**Stored items**
________________________________________
PR #580, opened 2023-08-02
feat: download files using multithreading TDE-822

MDavidson17:


scripts/files/fs.py
```diff
@@ -42,3 +49,55 @@ def exists(path: str) -> bool:
...
+            write(f"{target.split('.')[0]}{ext}", read(f"{file.split('.')[0]}{ext}"))
+            get_log().info(
+                "Download tiff sidecars", path=f"{file.split('.')[0]}{ext}", target_path=f"{target.split('.')[0]}{ext}"
+            )
+        except:  # pylint: disable-msg=bare-except
+            pass
+    return download_path
+
+
+def download_tiffs_parallel_multithreaded(inputs: List[str], target: str, concurrency: int = 10) -> List[str]:
```
paulfouquet, line 79: `fs.py`  has been designed to provide generic functions to deal files within multiple file systems (currently local and s3). It could be good idea to allow multithreading while doing operations on multiple files. However, I would make it really generic (something like a `write_all()`) writting a list of files in a target as you do with `download_tiffs_parallel_multithreaded()`.
I think that the specificity of downloading tiffs and sidecar files should not be handled in here.

MDavidson17: I agree and I did struggle to figure out where to put this function, if you have a suggestion I would really appreciate it!
I would like to pull it out of standarding.py to make it more visisble because I think it could be resused and others might not find it if it is burried an unrelated file. 
Maybe it needs its own file in `scripts/files/`?

This is why I put it in `fs.py` but if we only care about the first option I am happy to move it to `fs_s3.py`
In `fs.py`:

1. read s3 - write local
2. read s3 - write s3
3. read local - write local (uncessary?)
4. read local - write s3 (probably not the best performance)

in `fs_s3.py`:

1. read s3 - write local (have to import fs_local.write which (to me) seems not right)
2. ~~read s3 - write s3 (to get this and above, have to import fs.write - circular import error)~~
3. ~~read local - write local (not possible but also uncessary?)~~
4. ~~read local - write s3 (not possible probably not the best performance)~~

paulfouquet: Having it in `fs.py` rather than `fs_s3.py` makes more sense as `fs.write` and `fs.read` already manage multiple file systems (local and s3) so you don't have to worry about them

scripts/files/fs.py
```diff
@@ -42,3 +48,64 @@ def exists(path: str) -> bool:
     if is_s3(path):
         return fs_s3.exists(path)
     return fs_local.exists(path)
+
+
+def _read_write_file(target: str, file: str) -> str:
```
paulfouquet, line 53: You could get rid of this function doing something like the suggestion below

scripts/files/fs.py
```diff
@@ -42,3 +48,64 @@ def exists(path: str) -> bool:
...
+    Args:
+        inputs: list of files to read
+        target: target folder to write to
+
+    Returns:
+        list of written file paths
+    """
+    written_tiffs: List[str] = []
+    with ThreadPoolExecutor(max_workers=concurrency) as executor:
+        futuress = {executor.submit(_read_write_file, target, input): input for input in inputs}
```
paulfouquet, line 81:
```suggestion
        futuress = {executor.submit(write, os.path.join(target, f"{input.split('/')[-1]}"), read(input)): input for input in inputs}
```

scripts/files/fs.py
```diff
@@ -42,3 +48,64 @@ def exists(path: str) -> bool:
...
+        for future in as_completed(futuress):
+            if future.exception():
+                get_log().warn("Failed Read-Write", error=future.exception())
+            else:
+                written_tiffs.append(future.result())
+
+    if len(inputs) != len(written_tiffs):
+        get_log().error("Missing Files", missing_file_count=len(inputs) - len(written_tiffs))
```
paulfouquet, line 89: You can simplify `missing_file_count` to `count` as we know the context with the error message

paulfouquet (commented):
A couple of suggestions.

scripts/files/fs.py
paulfouquet: (you might need to return the target path in `write()`)

scripts/files/fs.py
```diff
@@ -42,3 +49,50 @@ def exists(path: str) -> bool:
...
+        inputs: list of input files to search for extensions
+        extensions: the sidecar file extensions
+
+    Returns:
+        list of existing sidecar files
+    """
+    sidecars = []
+    for file in inputs:
+        for extension in extensions:
+            sidecar = f"{file.split('.')[0]}{extension}"
```
paulfouquet, line 95: You'll get into an issue if `file` value contains multiple `.`. Using os.path is safer when dealing with paths:
```python
>>> import os
>>> file = "my.file.txt"
>>> f"{file.split('.')[0]}.doc"
'my.doc'
>>> file_prefix, ext = os.path.splitext(file)
>>> f"{file_prefix}.doc"
'my.file.doc'
```

paulfouquet (changes requested):

scripts/files/fs.py
MDavidson17: Awesome, thanks was looking into this too, a case of only testing with s3 paths beforehand :facepalm: 
I noticed exists was also quite slow and detracted from the speed increase of downloading the files so I made this function multithreading too.

paulfouquet: Do we have some runtimes to compare?

- with/without multithreading download
- same with sidecar files

scripts/files/fs.py
```diff
@@ -42,3 +49,62 @@ def exists(path: str) -> bool:
...
+        inputs: list of files to read
+        target: target folder to write to
+
+    Returns:
+        list of written file paths
+    """
+    written_tiffs: List[str] = []
+    with ThreadPoolExecutor(max_workers=concurrency) as executor:
+        futuress = {
+            executor.submit(write, os.path.join(target, f"{os.path.basename(input)}"), read(input)): input for input in inputs
```
blacha, line 67: does this stream the file down or does it try and read all the files into memory and then write them out?

scripts/files/fs.py
MDavidson17: Here are some results for downloading the sidecars (average of 10 runs):
|                  | Before Changes                  | Multithread 1           | Multithread 25           |
|------------------|---------------------------------|-------------------------|--------------------------|
| Sidecar Download | 48s (download without checking) | 1min 23s (using exists) | 33s (multithread exists) |

I found it hard to test write_all but I re-ran waikato DEM and the [workflow using multithreading](https://argo.linzaccess.com/workflows/argo/test-mdavidson-multi-hb88v?tab=summary) took a total of 15mins rather than the [original without multithreading](https://argo.linzaccess.com/workflows/argo/waikato-2021-dem-1m2l7vx?tab=workflow) wich took 31 minutes.

My concern is that it still has the same `could not connect to endpoint url` error maybe somewhat more so with multithreading?

scripts/files/fs.py
MDavidson17: After our discussion I have reduced the concurrecy to 4 for now, I also added a comment to [TDE-827](https://toitutewhenua.atlassian.net/browse/TDE-827) to work on this as a part of the review/refactor of our repos.

amfage (approved):

paulfouquet (approved):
________________________________________
Take exactly the lines from the one containing "2. read s3 - write s3" through the one containing "4. ~~read local" in the data above, and output them with nothing added.

**Completed task**
2. read s3 - write s3
3. read local - write local (uncessary?)
4. read local - write s3 (probably not the best performance)

in `fs_s3.py`:

1. read s3 - write local (have to import fs_local.write which (to me) seems not right)
2. ~~read s3 - write s3 (to get this and above, have to import fs.write - circular import error)~~
3. ~~read local - write local (not possible but also uncessary?)~~
4. ~~read local - write s3 (not possible probably not the best performance)~~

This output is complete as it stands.